PR #3583, opened 2023-04-29
[core] Switch `DateTimeType` to `Instant` internally for consistent time-zone handling

### LINKED ISSUE #2898: [DateTimeType] ZonedDateTime, Instant or neither?

jlaur:
Proposal for switching `DateTimeType` to use `Instant` internally rather than `ZonedDateTime`.

This will effectively discard time-zone information from the _source_ of the `DateTimeType` and leave it to consumers to apply time-zone at the moment of _presentation_, according to the configured time-zone in openHAB regional settings or in the browser.

Configured time-zone is now applied for:
- REST API
- SSE item state events
- Item UI registry (affecting e.g. sitemaps)

Consequential changes because `DateTimeType` is now "zone-less":
- Parameter `timezone` for `TimestampOffsetProfile` has been removed. openhab/openhab-docs#2403 has been prepared.
- Methods `toZone` and `toLocaleZone` have been marked as deprecated and all usages have been refactored. I would suggest to remove them in 5.0 (or maybe even before when all bindings are refactored, see openhab/openhab-addons#17725).
- All usages of `getZonedDateTime` have been refactored.

The following demonstrates the difference between old and new behavior.

REST API calls are for `http://localhost:8080/rest/items/DateTimeTest` and the returned `state` is shown in the comparison table:
```json
{
    "link": "http://localhost:8080/rest/items/DateTimeTest",
    "state": "2024-10-31T21:00:00.000+0100",
    "stateDescription": {
        "pattern": "%1$tY-%1$tm-%1$td %1$tH:%1$tM:%1$tS",
        "readOnly": false,
        "options": []
    },
    "editable": true,
    "type": "DateTime",
    "name": "DateTimeTest",
    "label": "",
    "category": "",
    "tags": [],
    "groupNames": []
}
```

Updates are made in Karaf using commands like:
```shell
openhab:update DateTimeTest 2024-10-31T21:00:00+01:00
```

| Step                                     | Before                       | Now                              |
|------------------------------------------|------------------------------|----------------------------------|
| System time-zone: Europe/Copenhagen      |                              |                                  |
| Set openHAB time-zone: Europe/Copenhagen |                              |                                  |
| Update to: 2024-10-01T20:00:00Z          |                              |                                  |
| Observe REST API result                  | 2024-10-01T20:00:00.000+0000 | 2024-10-01T**22:00:00.000+0200** |
| Observe /settings/items/                 | 2024-10-01T20:00:00.000+0000 | 2024-10-01T**22:00:00.000+0200** |
| Observe /settings/items/DateTimeTest     | 2024-10-01 22:00:00          | 2024-10-01 22:00:00              |
| Observe sitemap                          | 2024-10-01 22:00:00          | 2024-10-01 22:00:00              |
| Update to: 2024-10-31T20:00:00Z          |                              |                                  |
| Observe REST API result                  | 2024-10-31T20:00:00.000+0000 | 2024-10-31T**21:00:00.000+0100** |
| Observe /settings/items/                 | 2024-10-31T20:00:00.000+0000 | 2024-10-31T**21:00:00.000+0100** |
| Observe /settings/items/DateTimeTest     | 2024-10-31 21:00:00          | 2024-10-31 21:00:00              |
| Observe sitemap                          | 2024-10-31 21:00:00          | 2024-10-31 21:00:00              |
| Update to: 2024-10-31T21:00:00+01:00     |                              |                                  |
| Observe REST API result                  | 2024-10-31T21:00:00.000+0100 | 2024-10-31T21:00:00.000+0100     |
| Observe /settings/items/                 | 2024-10-31T21:00:00.000+0100 | 2024-10-31T21:00:00.000+0100     |
| Observe /settings/items/DateTimeTest     | 2024-10-31 21:00:00          | 2024-10-31 21:00:00              |
| Observe sitemap                          | 2024-10-31 21:00:00          | 2024-10-31 21:00:00              |
| Set time-zone: US/Alaska                 |                              |                                  |
| Observe REST API result                  | 2024-10-31T21:00:00.000+0100 | 2024-10-31T**12:00:00.000-0800** |
| Observe /settings/items/                 | 2024-10-31T21:00:00.000+0100 | 2024-10-31T**12:00:00.000-0800** |
| Observe /settings/items/DateTimeTest     | 2024-10-31 21:00:00          | 2024-10-31 **12:00:00**          |
| Observe sitemap                          | 2024-10-31 21:00:00          | 2024-10-31 **12:00:00**          |
| Update to: 2024-10-31T**12:00:00-0800**  |                              |                                  |
| Observe REST API result                  | 2024-10-31T12:00:00.000-0800 | 2024-10-31T12:00:00.000-0800     |
| Observe /settings/items/                 | 2024-10-31T12:00:00.000-0800 | 2024-10-31T12:00:00.000-0800     |
| Observe /settings/items/DateTimeTest     | 2024-10-31 21:00:00          | 2024-10-31 **12:00:00**          |
| Observe sitemap                          | 2024-10-31 21:00:00          | 2024-10-31 **12:00:00**          |

As it can be seen from the table, we now have consistent results.

Example DSL rule:

```java
var dt = ZonedDateTime.of(2024, 4, 26, 0, 0, 0, 0, ZoneId.systemDefault())
DateTimeTest1.postUpdate(new DateTimeType(dt))
DateTimeTest2.postUpdate(new DateTimeType(dt.toInstant().atZone(ZoneId.of("UTC"))))
DateTimeTest3.postUpdate(new DateTimeType(dt.toInstant()))
```

Previous result with system time-zone CET/DST:

```
[openhab.event.ItemStateChangedEvent ] - Item 'DateTimeTest1' changed from NULL to 2024-04-26T00:00:00.000+0200
[openhab.event.ItemStateChangedEvent ] - Item 'DateTimeTest2' changed from NULL to 2024-04-25T22:00:00.000+0000
```

New result with same system time-zone:

```
[openhab.event.ItemStateChangedEvent ] - Item 'DateTimeTest1' changed from NULL to 2024-04-26T00:00:00.000+0200
[openhab.event.ItemStateChangedEvent ] - Item 'DateTimeTest2' changed from NULL to 2024-04-26T00:00:00.000+0200
[openhab.event.ItemStateChangedEvent ] - Item 'DateTimeTest3' changed from NULL to 2024-04-26T00:00:00.000+0200
```

Summary of benefits for developers:
- In cases where `TimeZoneProvider` is used only to generate a `DateTimeType` with the correct time-zone, this can now be completely removed. This simplifies the code. See openhab/openhab-addons#17725 for examples.
- The default `DateTimeType` constructor can now be used (without losing correct time-zone).
- In cases where the configured time-zone was not correctly applied, this will now work properly without any changes.
- The change is fully backwards compatible, although two methods have been deprecated: `toZone` and `toLocaleZone`. I will go through usages and remove them, since they no longer make sense. See openhab/openhab-addons#17725.
- Pull request reviews should be a bit smoother, since add-on maintainers will no longer have to assist contributors in constructing a proper `DateTimeType` using `TimeZoneProvider`.

And for users:
- There will now be consistent behavior across all bindings, where previously time-zone could differ between bindings and even within same binding: System time-zone or openHAB time-zone.
- There will now be consistent behavior across different parts of the UI, where previously some parts used the time-zone contained in the `DateTimeType` (which could be either depending on binding) and other parts used system time-zone.
- A change in time-zone will have immediate effect for the UI without requiring state updates for the items.

And finally limitations:
- It is no longer possible to send a `DateTimeType` command to a binding with a specified time-zone. The bindings will have to provide a time-zone if needed (e.g. time-zone from device, openHAB configuration or system time-zone). I have not found any bindings using this possibility, so I don't think this will cause any issues.

Resolves #2898

### DIFF
--- a/bundles/org.openhab.core.automation.rest/src/main/java/org/openhab/core/automation/rest/internal/RuleResource.java
+++ b/bundles/org.openhab.core.automation.rest/src/main/java/org/openhab/core/automation/rest/internal/RuleResource.java
@@ -441,7 +441,7 @@ public class RuleResource implements RESTResource {
             return defaultSupplier.get();
         }
         final DateTimeType dateTime = new DateTimeType(sTime);
-        return dateTime.getInstant().atZone(timeZoneProvider.getTimeZone());
+        return dateTime.getZonedDateTime(timeZoneProvider.getTimeZone());
     }
 
     @GET
--- a/bundles/org.openhab.core.automation.rest/src/main/java/org/openhab/core/automation/rest/internal/RuleResource.java
+++ b/bundles/org.openhab.core.automation.rest/src/main/java/org/openhab/core/automation/rest/internal/RuleResource.java
@@ -76,6 +76,7 @@ import org.openhab.core.common.registry.RegistryChangedRunnableListener;
 import org.openhab.core.config.core.ConfigUtil;
 import org.openhab.core.config.core.Configuration;
 import org.openhab.core.events.Event;
+import org.openhab.core.i18n.TimeZoneProvider;
 import org.openhab.core.io.rest.DTOMapper;
 import org.openhab.core.io.rest.JSONResponse;
 import org.openhab.core.io.rest.RESTConstants;
@@ -133,6 +134,7 @@ public class RuleResource implements RESTResource {
     private final RuleManager ruleManager;
     private final RuleRegistry ruleRegistry;
     private final ManagedRuleProvider managedRuleProvider;
+    private final TimeZoneProvider timeZoneProvider;
     private final RegistryChangedRunnableListener<Rule> resetLastModifiedChangeListener = new RegistryChangedRunnableListener<>(
             () -> lastModified = null);
 
@@ -144,11 +146,13 @@ public class RuleResource implements RESTResource {
             final @Reference DTOMapper dtoMapper, //
             final @Reference RuleManager ruleManager, //
             final @Reference RuleRegistry ruleRegistry, //
-            final @Reference ManagedRuleProvider managedRuleProvider) {
+            final @Reference ManagedRuleProvider managedRuleProvider, //
+            final @Reference TimeZoneProvider timeZoneProvider) {
         this.dtoMapper = dtoMapper;
         this.ruleManager = ruleManager;
         this.ruleRegistry = ruleRegistry;
         this.managedRuleProvider = managedRuleProvider;
+        this.timeZoneProvider = timeZoneProvider;
 
         this.ruleRegistry.addRegistryChangeListener(resetLastModifiedChangeListener);
     }
@@ -431,9 +435,9 @@ public class RuleResource implements RESTResource {
         return Response.ok(ruleExecutions.toList()).build();
     }
 
-    private static ZonedDateTime parseTime(String sTime) {
+    private ZonedDateTime parseTime(String sTime) {
         final DateTimeType dateTime = new DateTimeType(sTime);
-        return dateTime.getZonedDateTime();
+        return dateTime.getInstant().atZone(timeZoneProvider.getTimeZone());
     }
 
     private static long daysBetween(ZonedDateTime d1, ZonedDateTime d2) {
--- a/bundles/org.openhab.core.automation.rest/src/main/java/org/openhab/core/automation/rest/internal/RuleResource.java
+++ b/bundles/org.openhab.core.automation.rest/src/main/java/org/openhab/core/automation/rest/internal/RuleResource.java
@@ -25,6 +25,7 @@ import java.util.Date;
 import java.util.List;
 import java.util.Map;
 import java.util.function.Predicate;
+import java.util.function.Supplier;
 import java.util.stream.Stream;
 
 import javax.annotation.security.RolesAllowed;
@@ -423,10 +424,10 @@ public class RuleResource implements RESTResource {
                     + DateTimeType.DATE_PATTERN_WITH_TZ_AND_MS + "]") @QueryParam("from") @Nullable String from,
             @Parameter(description = "End time of the simulated rule executions. Will default to 30 days after the start time. Must be less than 180 days after the given start time. ["
                     + DateTimeType.DATE_PATTERN_WITH_TZ_AND_MS + "]") @QueryParam("until") @Nullable String until) {
-        final ZonedDateTime fromDate = from == null || from.isEmpty() ? ZonedDateTime.now() : parseTime(from);
-        final ZonedDateTime untilDate = until == null || until.isEmpty() ? fromDate.plusDays(31) : parseTime(until);
+        final ZonedDateTime fromDate = parseTime(from, ZonedDateTime::now);
+        final ZonedDateTime untilDate = parseTime(until, () -> fromDate.plusDays(31));
 
-        if (daysBetween(fromDate, untilDate) >= 180) {
+        if (ChronoUnit.DAYS.between(fromDate, untilDate) >= 180) {
             return JSONResponse.createErrorResponse(Status.BAD_REQUEST,
                     "Simulated time span must be smaller than 180 days.");
         }
@@ -435,13 +436,12 @@ public class RuleResource implements RESTResource {
         return Response.ok(ruleExecutions.toList()).build();
     }
 
-    private ZonedDateTime parseTime(String sTime) {
+    private ZonedDateTime parseTime(@Nullable String sTime, Supplier<ZonedDateTime> defaultSupplier) {
+        if (sTime == null || sTime.isEmpty()) {
+            return defaultSupplier.get();
+        }
         final DateTimeType dateTime = new DateTimeType(sTime);
         return dateTime.getInstant().atZone(timeZoneProvider.getTimeZone());
-    }
-
-    private static long daysBetween(ZonedDateTime d1, ZonedDateTime d2) {
-        return ChronoUnit.DAYS.between(d1, d2);
     }
 
     @GET
--- a/bundles/org.openhab.core.automation/src/main/java/org/openhab/core/automation/internal/module/handler/ItemStateConditionHandler.java
+++ b/bundles/org.openhab.core.automation/src/main/java/org/openhab/core/automation/internal/module/handler/ItemStateConditionHandler.java
@@ -161,7 +161,7 @@ public class ItemStateConditionHandler extends BaseConditionModuleHandler implem
         State itemState = item.getState();
         if (itemState instanceof DateTimeType dateTimeState) {
             Instant itemTime = dateTimeState.getInstant();
-            Instant compareTime = getCompareTime(state).toInstant();
+            Instant compareTime = getCompareTime(state);
             return itemTime.compareTo(compareTime) <= 0;
         } else if (itemState instanceof QuantityType qtState) {
             if (compareState instanceof DecimalType type) {
@@ -198,7 +198,7 @@ public class ItemStateConditionHandler extends BaseConditionModuleHandler implem
         State itemState = item.getState();
         if (itemState instanceof DateTimeType dateTimeState) {
             Instant itemTime = dateTimeState.getInstant();
-            Instant compareTime = getCompareTime(state).toInstant();
+            Instant compareTime = getCompareTime(state);
             return itemTime.compareTo(compareTime) >= 0;
         } else if (itemState instanceof QuantityType qtState) {
             if (compareState instanceof DecimalType type) {
@@ -253,36 +253,36 @@ public class ItemStateConditionHandler extends BaseConditionModuleHandler implem
         eventSubscriberRegistration.unregister();
     }
 
-    private ZonedDateTime getCompareTime(String input) {
+    private Instant getCompareTime(String input) {
         if (input.isBlank()) {
             // no parameter given, use now
-            return ZonedDateTime.now();
+            return Instant.now();
         }
         try {
-            return ZonedDateTime.parse(input);
+            return ZonedDateTime.parse(input).toInstant();
         } catch (DateTimeParseException ignored) {
         }
         try {
             return LocalDateTime.parse(input, DateTimeFormatter.ISO_LOCAL_DATE_TIME)
-                    .atZone(timeZoneProvider.getTimeZone());
+                    .atZone(timeZoneProvider.getTimeZone()).toInstant();
         } catch (DateTimeParseException ignored) {
         }
         try {
             int dayPosition = input.indexOf("D");
             if (dayPosition == -1) {
                 // no date in string, add period symbol and time separator
-                return ZonedDateTime.now().plus(Duration.parse("PT" + input));
+                return Instant.now().plus(Duration.parse("PT" + input));
             } else if (dayPosition == input.length() - 1) {
                 // day is the last symbol, only add the period symbol
-                return ZonedDateTime.now().plus(Duration.parse("P" + input));
+                return Instant.now().plus(Duration.parse("P" + input));
             } else {
                 // add period symbol and time separator
-                return ZonedDateTime.now().plus(Duration
+                return Instant.now().plus(Duration
                         .parse("P" + input.substring(0, dayPosition + 1) + "T" + input.substring(dayPosition + 1)));
             }
         } catch (DateTimeParseException e) {
             logger.warn("Couldn't get a comparable time from '{}', using now", input);
         }
-        return ZonedDateTime.now();
+        return Instant.now();
     }
 }
--- a/bundles/org.openhab.core.automation/src/main/java/org/openhab/core/automation/internal/module/handler/ItemStateConditionHandler.java
+++ b/bundles/org.openhab.core.automation/src/main/java/org/openhab/core/automation/internal/module/handler/ItemStateConditionHandler.java
@@ -13,6 +13,7 @@
 package org.openhab.core.automation.internal.module.handler;
 
 import java.time.Duration;
+import java.time.Instant;
 import java.time.LocalDateTime;
 import java.time.ZonedDateTime;
 import java.time.format.DateTimeFormatter;
@@ -158,9 +159,9 @@ public class ItemStateConditionHandler extends BaseConditionModuleHandler implem
         Item item = itemRegistry.getItem(itemName);
         State compareState = TypeParser.parseState(item.getAcceptedDataTypes(), state);
         State itemState = item.getState();
-        if (itemState instanceof DateTimeType type) {
-            ZonedDateTime itemTime = type.getZonedDateTime();
-            ZonedDateTime compareTime = getCompareTime(state);
+        if (itemState instanceof DateTimeType dateTimeState) {
+            Instant itemTime = dateTimeState.getInstant();
+            Instant compareTime = getCompareTime(state).toInstant();
             return itemTime.compareTo(compareTime) <= 0;
         } else if (itemState instanceof QuantityType qtState) {
             if (compareState instanceof DecimalType type) {
@@ -195,9 +196,9 @@ public class ItemStateConditionHandler extends BaseConditionModuleHandler implem
         Item item = itemRegistry.getItem(itemName);
         State compareState = TypeParser.parseState(item.getAcceptedDataTypes(), state);
         State itemState = item.getState();
-        if (itemState instanceof DateTimeType type) {
-            ZonedDateTime itemTime = type.getZonedDateTime();
-            ZonedDateTime compareTime = getCompareTime(state);
+        if (itemState instanceof DateTimeType dateTimeState) {
+            Instant itemTime = dateTimeState.getInstant();
+            Instant compareTime = getCompareTime(state).toInstant();
             return itemTime.compareTo(compareTime) >= 0;
         } else if (itemState instanceof QuantityType qtState) {
             if (compareState instanceof DecimalType type) {
--- a/bundles/org.openhab.core.io.rest.core/src/main/java/org/openhab/core/io/rest/core/item/EnrichedItemDTOMapper.java
+++ b/bundles/org.openhab.core.io.rest.core/src/main/java/org/openhab/core/io/rest/core/item/EnrichedItemDTOMapper.java
@@ -12,9 +12,7 @@
  */
 package org.openhab.core.io.rest.core.item;
 
-import java.time.Instant;
 import java.time.ZoneId;
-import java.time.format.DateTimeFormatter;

========================================================================

» Work item
The exact lines of the material above starting at the one that contains "private static ZonedDateTime" and ending at the one that contains "-423,10 +424,10 @@" are what to retype; leave out everything else.

» Answer to this exercise
-    private static ZonedDateTime parseTime(String sTime) {
+    private ZonedDateTime parseTime(String sTime) {
         final DateTimeType dateTime = new DateTimeType(sTime);
-        return dateTime.getZonedDateTime();
+        return dateTime.getInstant().atZone(timeZoneProvider.getTimeZone());
     }
 
     private static long daysBetween(ZonedDateTime d1, ZonedDateTime d2) {
--- a/bundles/org.openhab.core.automation.rest/src/main/java/org/openhab/core/automation/rest/internal/RuleResource.java
+++ b/bundles/org.openhab.core.automation.rest/src/main/java/org/openhab/core/automation/rest/internal/RuleResource.java
@@ -25,6 +25,7 @@ import java.util.Date;
 import java.util.List;
 import java.util.Map;
 import java.util.function.Predicate;
+import java.util.function.Supplier;
 import java.util.stream.Stream;
 
 import javax.annotation.security.RolesAllowed;
@@ -423,10 +424,10 @@ public class RuleResource implements RESTResource {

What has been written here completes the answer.